Decided and Entered: November 23, 2021
Before: Kern, J.P., Gesmer, González, Shulman, Higgitt, JJ.

Ind. No. 2869/14 Appeal No. 14689 Case No. 2018-03231

[*1]The People of the State of New York, Respondent,

v

Sekou Shutsha, Defendant-Appellant.




Marianne Karas, Thornwood, for appellant.

Cyrus R. Vance, Jr., District Attorney, New York (Karl Z. Deuble of counsel), for respondent.



Judgment, Supreme Court, New York County (Arlene Goldberg, J.), rendered September 6, 2018, as amended September 26, 2018, convicting defendant, after a jury trial, of criminal possession of a weapon in the third degree, and sentencing him, as a second felony offender, to a term of 3½ to 7 years, unanimously affirmed.

The verdict was based on legally sufficient evidence and was not against the weight of the evidence (see People v Danielson, 9 NY3d 342, 348-349 [2007]).

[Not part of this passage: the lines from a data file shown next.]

PR #10, opened 2025-05-12
add app sidebar interface

Cazden:
Adds base app sidebar interface, SVGR for importing SVG icons as React components for styling cases, i.e. hover states for sidebar icons, and sets up future Sidebar additions such as CmdK, searching and app navigation.


Cazden:
image
image
image

Cazden:
Sidebar UI overview:
image

Rail hover:
image

Command menu:
image

Search menu:
image

Product/environment menu:
image

Cazden:
Portrait:


Landscape:

src/components/sidebar/combobox.tsx
```diff
@@ -0,0 +1,130 @@
...
+      { id: "prd_002_stage", label: "Staging" },
+      { id: "prd_002_prod", label: "Production" },
+    ],
+  },
+]
+
+/**
+ * Renders a combobox that allows users to select a product and environment.
+ *
+ * @returns {JSX.Element}
```
ezekg: I think instead of using docblocks, you should type the function's return value so that we get the type safety via the typescript compiler. We don't really need to mix jsdoc docblocks and typescript — just feels kind of redundant tbh. I say keep the comment when it's helpful but other than that, don't go out of your way to use docblocks because they're just going to end up out of date as the project evolves. Instead, opt for actual typing instead of inference.

Or if you do want to use docblocks, consider [tsdoc](https://tsdoc.org/) which removes type duplication.

src/keygen/logout.ts
```diff
@@ -0,0 +1,9 @@
+/**
+ * Logout function that removes token from storage and redirects.
+ * (Cazden) To be expanded upon later.
```
ezekg: Conventional way for these self-comments are `FIXME(cazden)`, `TODO(cazden)`, etc., just FYI.

Easier to search if you're ever bored.

ezekg (approved):

ezekg:
Looks good! Couple comments but no changes requested. Feel free to merge. 🤘

src/components/sidebar/combobox.tsx
Cazden: Awesome good to know, makes total sense. I pushed a change that cleans up the jsdoc and adds return types.

PR #12, opened 2025-06-02
add environments api integration

Cazden:
Adds integration with Keygen's environment CRUD API endpoints, and removes placeholder environments data. Also includes some housekeeping such as server and auth types being moved into a new types folder and refactored accordingly, and some minor UI changes to the environment modals to accommodate real data.


src/constants/auth.ts
```diff
@@ -0,0 +1,9 @@
+enum AUTH_ERROR_CODES {
```
ezekg: Nit: enum names should be UpperCamelCase, and properties should be CONSTANT_CASE (like they are currently). At least that's what's typical in TS code bases I've worked on. Making them constant-case conveys (to me) that they're a constant scalar value like a string or boolean, like an env var or something.

src/keygen/environments/create.ts
```diff
@@ -0,0 +1,72 @@
+import config from "@/keygen/config"
+import { EnvironmentResponse } from "@/types/environments"
+import { STRATEGIES } from "@/constants/environments"
```
ezekg: These constants aren't defined, i.e. the file is missing in the PR. Personally, based on [my previous comment](https://github.com/keygen-sh/keygen-portal/pull/12/files#r2124875351), I'd throw these into `/types` like where `EnvironmentResponse` is and nix the constants subdir unless there's actually a large amount of real constants to define.

src/keygen/environments/get.ts
```diff
@@ -0,0 +1,54 @@
...
+}: GetProps): Promise<EnvironmentResponse> {
+  try {
+    const response = await fetch(
+      `https://${config.host}/v1/accounts/${config.id}/environments/${id}`,
+      {
+        method: "GET",
+        headers: {
+          Authorization: `Bearer ${token}`,
+          Accept: "application/vnd.api+json",
+          "Keygen-Version": config.version,
```
ezekg: Eventually might be a good idea to abstract these API calls out so that you don't have to repeat yourself i.r.t. required headers. And it'll make adding new headers easier later on, e.g. `Keygen-Environment`. Like abstract out into a `Client` and create a singleton instance or smth that uses the config, auth context e.g. current account/token/user, etc. Then use methods like `client.tokens.create`, etc. in these resource files.

This also allows you consolidate error handling, e.g. your `CLIENT_ERROR` bit.

src/keygen/environments/remove.ts
```diff
@@ -0,0 +1,59 @@
...
+
+interface RemoveProps {
+  token: string
+  id: string
+}
+
+export default async function remove({
+  token,
+  id,
+}: RemoveProps): Promise<EnvironmentResponse> {
```
ezekg: I'd make this clear that it returns `null` on success, since the delete endpoint returns a `204 No Content`.

src/keygen/environments/update.ts
```diff
@@ -0,0 +1,70 @@
...
+  id,
+  name,
+  code,
+}: UpdateProps): Promise<EnvironmentResponse> {
+  try {
+    const body = {
+      data: {
+        type: "environments",
+        attributes: {
+          ...(name && { name }),
```
ezekg: Never seen this before. Nice trick. 😆

src/keygen/environments/create.ts
Cazden: Interesting, it's there now since I moved them into the types file.

Cazden:
I added the changes you mentioned and I think we're ready to merge so I'm gonna switch out of draft. I think modal transitions need a bit of work, and I need to make sure everything is responsive for mobile, but that's UI-related so I'll start another branch for that after this one is merged.

src/types/environments.ts
```diff
@@ -1,11 +1,56 @@
...
+  LIST = "list",
+  DETAILS = "details",
+}
+
+export enum IsolationStrategies {
+  ISOLATED = "ISOLATED",
+  SHARED = "SHARED",
+}
+
+export enum EnvironmentDescriptions {
```
ezekg: Nit: it's conventional for enums to be singular, not plural.

src/hooks/use-session.tsx
```diff
@@ -0,0 +1,61 @@
...
+        keygen.client.setToken(token)
+
+        navigate({
+          to: "/$id/app/dashboard",
+          params: { id: keygen.config.id },
+        })
+
+        return
+      } catch (error) {
+        console.error(error)
```
ezekg, line 35: Note to self: we should eventually integrate Sentry for exception tracking.

ezekg (approved):
Looking good. One nit, but it isn't a blocker and can be done in the next PR.

LGTM.

PR #13, opened 2025-06-10
add responsiveness to environment modal

Cazden:
Adds a responsive environments interface for both landscape/portrait modes on mobile screens, and some other minor UI changes/fixes.


src/components/environments/edit/edit-form.tsx
```diff
@@ -71,106 +84,166 @@ export default function EnvironmentEditForm({
...
+                  )}
+                />
+              </CardContent>
+            </Card>
           </div>
-        </div>
+        </ScrollArea>
+
+        <p className="hidden flex-wrap items-center p-4 text-sm text-content-subdued md:flex">
+          To learn more about environments, see the&nbsp;
```
ezekg: Instead of `&nbsp;`, you can do `{' '}` to force a space in React.

src/components/environments/view/details.tsx
```diff
@@ -115,15 +137,6 @@ export default function EnvironmentDetails({
               />
             </div>
           </CollapsibleMenu>
-          <CollapsibleMenu title="Tokens">
-            <div className="mb-3 flex items-center justify-between">
-              <h2 className="text-sm font-semibold">Environment Tokens</h2>
```
ezekg, line 120: Are we going to add this later, or put it all under a Tokens page instead?

ezekg (approved):
Couple notes, but looks good. LGTM.

src/components/environments/view/details.tsx
Cazden: When I removed this I was thinking a tokens page to keep everything central, but it might be helpful to have it in both places so users don't have to switch context, or get confused if they expected tokens to be handled within the modal. What do you think?

ezekg: I think it'll be fine to have a dedicated page for it.

ezekg: Can always use the command bar to generate a new token quickly after creating a new environment.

The jury could have reasonably concluded that even if defendant was behaving irrationally during the incident, he still had the intent to use a scissors unlawfully against other persons, at least for the purpose of committing the crime of menacing.

Defendant's challenge to the court's response to a jury note is unpreserved and we decline to review it in the interest of justice. As an alternative holding, we find no basis for reversal.

Defendant's ineffective assistance of counsel claims are unreviewable on direct appeal because they involve matters of strategy not reflected in, or fully explained by, the record, including the decision not to assert a defense of mental disease or defect (see People v Rivera, 71 NY2d 705, 709 [1988]; People v Love, 57 NY2d 998 [1982]). Accordingly, because defendant has not made a CPL 440.10 motion, the merits of the ineffectiveness claims may not be addressed on appeal. In the alternative, to the extent the existing record permits review, we find that defendant received effective assistance under the state and federal standards (see People v Benevento, 91 NY2d 708, 713-714 [1998]; Strickland v Washington, 466 US 668 [1984]).

We perceive no basis for reducing the sentence.THIS CONSTITUTES THE DECISION AND ORDER

OF THE SUPREME COURT, APPELLATE DIVISION, FIRST DEPARTMENT.